Only an exact repetition of all the entries will be accepted.

(Data for the task Opens)

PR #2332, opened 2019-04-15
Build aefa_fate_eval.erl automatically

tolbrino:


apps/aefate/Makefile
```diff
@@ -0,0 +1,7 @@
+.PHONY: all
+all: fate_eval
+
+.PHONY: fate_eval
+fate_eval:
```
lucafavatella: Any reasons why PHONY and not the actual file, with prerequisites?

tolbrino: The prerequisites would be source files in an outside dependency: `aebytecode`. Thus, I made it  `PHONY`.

(Data for the task Closes)

Response box ::
PR #2332, opened 2019-04-15
Build aefa_fate_eval.erl automatically

tolbrino:


apps/aefate/Makefile
```diff
@@ -0,0 +1,7 @@
+.PHONY: all
+all: fate_eval
+
+.PHONY: fate_eval
+fate_eval:
```
lucafavatella: Any reasons why PHONY and not the actual file, with prerequisites?

tolbrino: The prerequisites would be source files in an outside dependency: `aebytecode`. Thus, I made it  `PHONY`.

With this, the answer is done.